Source records:
PR #1938, opened 2021-04-01
Fix race between jvm shutdown and `writer.finished`

ttim:
Currently `writer.finished` happens in `onComplete` callback on `Future` result in `Exucution`. However since `onComplete` isn't being called before future being resolved and called asynchroniously after future being resolved, it leads to a race and runtime error:
- User's code as last operation in `main` executes `Execution`
- `onComplete` with `writer.finished` is being scheduled
- result `Future` gets resolved and jvm starts to shutdown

## ASSIGNED TASK
So that no detail is lost, give every line of the data again exactly.

## COMPLETED TASK
PR #1938, opened 2021-04-01
Fix race between jvm shutdown and `writer.finished`

ttim:
Currently `writer.finished` happens in `onComplete` callback on `Future` result in `Exucution`. However since `onComplete` isn't being called before future being resolved and called asynchroniously after future being resolved, it leads to a race and runtime error:
- User's code as last operation in `main` executes `Execution`
- `onComplete` with `writer.finished` is being scheduled
- result `Future` gets resolved and jvm starts to shutdown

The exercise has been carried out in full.